Search code examples
phpxmlsimplexml

Missing Attributes while parsing XML with simplexml_load_string


$xml = simplexml_load_string($value);
$json = json_encode($xml); // convert the XML string to JSON
$array = json_decode($json,TRUE);

Attributes are missing after converting into array.


Solution

  • The <SampleData> value as you say is encoded, the simplest way to get this back to 'normal' is to use htmlspecialchars_decode() to convert all the symbols before loading the string into SimpleXML. The code below does this and then outputs various parts of the data as an example of how to display information...
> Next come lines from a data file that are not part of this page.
PR #99, opened 2023-07-06
chore: add Hash derive for MemoryId

witter-deland:


src/memory_manager.rs
```diff
@@ -518,6 +518,30 @@ impl MemoryId {
...
+    const IS_FIXED_SIZE: bool = true;
+}
+
+impl std::ops::Deref for MemoryId {
+    type Target = u8;
+
+    fn deref(&self) -> &Self::Target {
+        &self.0
+    }
+}
```
roman-kashitsyn, line 543: Is there a real need to treat memory identifiers as integers?
I'd avoid allowing conversions from MemoryId and u8 unless there is a pressing need.

src/memory_manager.rs
```diff
@@ -518,6 +518,30 @@ impl MemoryId {
...
+    fn from_bytes(bytes: std::borrow::Cow<[u8]>) -> Self {
+        Self(u8::from_be_bytes(bytes.as_ref().try_into().unwrap()))
+    }
+}
+
+impl crate::BoundedStorable for MemoryId
+{
+    const MAX_SIZE: u32 = 1;
+    const IS_FIXED_SIZE: bool = true;
+}
```
roman-kashitsyn, line 535: Note that this code will complicate supporting more than 255 in the future.
Here, we must commit to using 8 bits for the memory identifier.

roman-kashitsyn (approved):
I'm somewhat worried about this change because it requires the library to commit to a specific MemoryId representation which might be hard to change in the future without breaking all the clients.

    $source = "https://eutils.ncbi.nlm.nih.gov/entrez/eutils/esummary.fcgi?db=biosample&id=367368";
    $value = file_get_contents($source);
    $value = htmlspecialchars_decode($value);
    $xml = simplexml_load_string($value);
    // Access the DbBuild value
    echo "DbBuild=".(string)$xml->DocumentSummarySet->DbBuild.PHP_EOL;
    // The BioSample publication date attribute
    echo "BioSample publication date=".(string)$xml->DocumentSummarySet->DocumentSummary->SampleData->BioSample['publication_date'].PHP_EOL;
    // List the attributes name and value
    foreach ( $xml->DocumentSummarySet->DocumentSummary->SampleData->BioSample->Attributes->Attribute as $attribute )   {
        echo (string)$attribute['attribute_name']."=".(string)$attribute.PHP_EOL;
    }
    

    Some of the XML access looks long winded, but it's just a case of accessing the various levels of data in the document. $xml->DocumentSummarySet accesses the <DocumentSummarySet> element under the root elements. BioSample['publication_date'] is the publication_date attribute in the <BioSample> element and so on.